Um die Chancen zu verbessern, baut TKMS gezielt ein nordamerikanisches Partnernetzwerk auf. Am 4. März unterzeichnete das Unternehmen ein Teaming Agreement mit CAE, einem Spezialisten für simulationsbasiertes Training und Mission-System-Support. Gemeinsam wollen beide Seiten Trainings- und Simulationslösungen für das Canadian Patrol Submarine Project entwickeln. Bereits im Februar hatte TKMS eine Partnerschaft mit Magellan Aerospace für die lokale Produktion von Schwertorpedos bekannt gegeben – ein Faktor, der bei staatlichen Rüstungsvergaben häufig den Ausschlag gibt.
Nach Einreichung der finalen Angebote Anfang März beginnt nun die Phase der politischen Bewertung.
Solide Zahlen, angehobene Prognose
Unabhängig vom Kanada-Entscheid lieferte TKMS im ersten Quartal überzeugende Ergebnisse. Der Umsatz lag stabil bei 545 Millionen Euro, die Bruttomarge verbesserte sich von 15,2 auf 17 Prozent, und der freie Cashflow war mit plus 33 Millionen Euro positiv.

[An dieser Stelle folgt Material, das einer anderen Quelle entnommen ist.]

PR #210, opened 2023-03-27
Fix consistency of calculations at first time step

### LINKED ISSUE #195: One-step delay in Voltage source
@dinkelbachjan @gnakti @m-mirz 

When a simulation starts the initial values of all components are calculated for t=0. Hence, the first simulation step should calculate the results for the time $t=\Delta t$ because the results for $t=0$ are the initial values. However, this is not the case for the voltage sorces. In the first simulation step, voltage sources are stamping in the right side vector the value of $t=0$ and not for $t=\Delta t$ which introduces a one step delay between the voltage sources and all other components of DPsim. This behavior translates to transients in the first steps of the simulation. For examples, in a simple 3 phase RLC circuit (initialized with consistent values) we can observe transients in phase b and c of the current of the capacitor:

alt text

To fix this error, the parameter "time" of the functions [EMT::Ph1::VoltageSource::updateVoltage(Real time)](https://github.com/sogno-platform/dpsim/blob/758d47c4c25db49c5dfae4bd3355d40e2b90d144/dpsim-models/src/EMT/EMT_Ph1_VoltageSource.cpp#L65) and [EMT::Ph3::VoltageSource::updateVoltage(Real time)](https://github.com/sogno-platform/dpsim/blob/758d47c4c25db49c5dfae4bd3355d40e2b90d144/dpsim-models/src/EMT/EMT_Ph3_VoltageSource.cpp#L141) must be updated to `time = time + timestep`.

In addition, the log must be adapted accordingly. Currently, the column time of the log files also has a one-step delay, as shown in the table below:
| time  | variable1 | variable2 | ... |
| ------------- | ------------- |  ------------- |  ------------- |
| t=0  | value of variable1 for t=timestep  | value of variable 2 for t=timestep| ... |
| t=timestep | value of variable1 for t=timestep*2 | value of variable1 for t=timestep*2 | ... |
| ... | ... | ... | ... |
| t=k | value of variable1 for t=timestep*(k+1) |value of variable2 for t=timestep*(k+1)| ... |

In my opinion, for time 0 we should log the initial values and the column time should not have a one-step delay:
| time  | variable1 | variable2 | ... |
| ------------- | ------------- |  ------------- |  ------------- |
| t=0  | initial value of variable1  | initial value of variable 2 | ... |
| t=timestep | value of variable1 for t=timestep |value of variable2 for t=timestep | ... |
| ... | ... | ... | ... |
| t=k | value of variable1 for t=timestep*(k) |value of variable2 for t=timestep*(k)| ... |

martinmoraga:
This PR ensures that the calculation of the first simulation step means the calculation of the values for the time instant `t=mTimeStep`, while `t=0` is covered by the initialization values. This was not consistently the case, in particular for `EMT::Ph3::VoltageSource`, which caused corresponding transients at the beginning of some simulations. Moreover, a small error in the intialization of the EMT Power Transformer is fixed. Besides, the scaling of voltages and currents has been harmonised, which is documented now under `docs/Development/Guidelines`.

Closes #195


dpsim-models/src/SimNode.cpp
```diff
@@ -39,10 +39,10 @@ SimNode<VarType>::SimNode(PhaseType phaseType)
 
 template <>
 void SimNode<Real>::initialize() {
-	(**mVoltage)(0,0) = (**mInitialVoltage)(0,0).real();
-	if (phaseType() == PhaseType::ABC) {
-		(**mVoltage)(1,0) = (**mInitialVoltage)(1,0).real();
-		(**mVoltage)(2,0) = (**mInitialVoltage)(2,0).real();
+	if (phaseType() == PhaseType::Single) {
+		(**mVoltage)(0,0) = (**mInitialVoltage)(0,0).real();
```
dinkelbachjan, line 43: Doesn't this need also the multiplication of `mInitialVoltage` with `RMS3PH_TO_PEAK1PH`?

dpsim-models/src/SystemTopology.cpp
```diff
@@ -75,6 +75,7 @@ void SystemTopology::addComponents(const IdentifiedObject::List& components) {
 void SystemTopology::initWithPowerflow(const SystemTopology& systemPF) {
 	for (auto nodePF : systemPF.mNodes) {
 		if (auto node = this->node<TopologicalNode>(nodePF->name())) {
+			// Initiation of phase B and C in 3 Phase systems ?
```
dinkelbachjan, line 78: Needs more explanation. Is this a TODO?

dpsim/src/Simulation.cpp
```diff
@@ -379,7 +379,7 @@ void Simulation::stop() {
 }
 
 Real Simulation::next() {
-	if (mTime < (**mFinalTime + **mTimeStep))
+	if (mTime < **mFinalTime + 1e-12)
```
dinkelbachjan, line 382: This number should specified via a #define directive for example in `dpsim/include/dpsim/Definitions.h`

dpsim-models/src/SimNode.cpp
dinkelbachjan: This has been changed accordingly. The [guideline for the scaling of voltages and currents](https://github.com/sogno-platform/dpsim/blob/4a79f7f95c4149935b0fa1d5f6a3c6050b1b342f/docs/hugo/content/en/docs/Development/Guidelines.md) is now documented.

Der Auftragsbestand stieg um 13 Prozent auf 18,7 Milliarden Euro – durch einen Folgeauftrag aus Norwegen übersteigt er inzwischen die Marke von 20 Milliarden Euro.
Das Management reagierte mit einer Prognoseanhebung: Statt möglicher Stagnation erwartet TKMS nun ein Umsatzwachstum von zwei bis fünf Prozent für das Gesamtjahr. Mittelfristig sind rund zehn Prozent jährliches Wachstum sowie eine EBIT-Marge von über sieben Prozent das Ziel. Die erste Dividende ist für 2027 geplant, mit einer angestrebten Ausschüttungsquote von 30 bis 50 Prozent des Jahresüberschusses.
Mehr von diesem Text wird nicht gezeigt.